__TASK DIRECTIONS__:
Wherever a line in the material contains the word "github", copy that line.

__DATA SHOWN__:
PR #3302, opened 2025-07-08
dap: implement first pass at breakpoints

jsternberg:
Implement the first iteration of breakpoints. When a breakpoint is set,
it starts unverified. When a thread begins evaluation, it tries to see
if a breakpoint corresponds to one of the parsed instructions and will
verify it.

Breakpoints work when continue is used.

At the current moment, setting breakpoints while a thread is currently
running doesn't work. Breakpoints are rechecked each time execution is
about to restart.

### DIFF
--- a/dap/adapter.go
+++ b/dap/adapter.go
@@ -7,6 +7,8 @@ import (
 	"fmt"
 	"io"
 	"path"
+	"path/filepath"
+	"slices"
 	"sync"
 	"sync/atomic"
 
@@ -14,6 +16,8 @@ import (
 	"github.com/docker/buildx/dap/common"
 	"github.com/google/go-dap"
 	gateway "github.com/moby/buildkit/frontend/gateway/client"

__EXERCISE ANSWER__:
 	"github.com/docker/buildx/dap/common"
 	"github.com/google/go-dap"
 	gateway "github.com/moby/buildkit/frontend/gateway/client"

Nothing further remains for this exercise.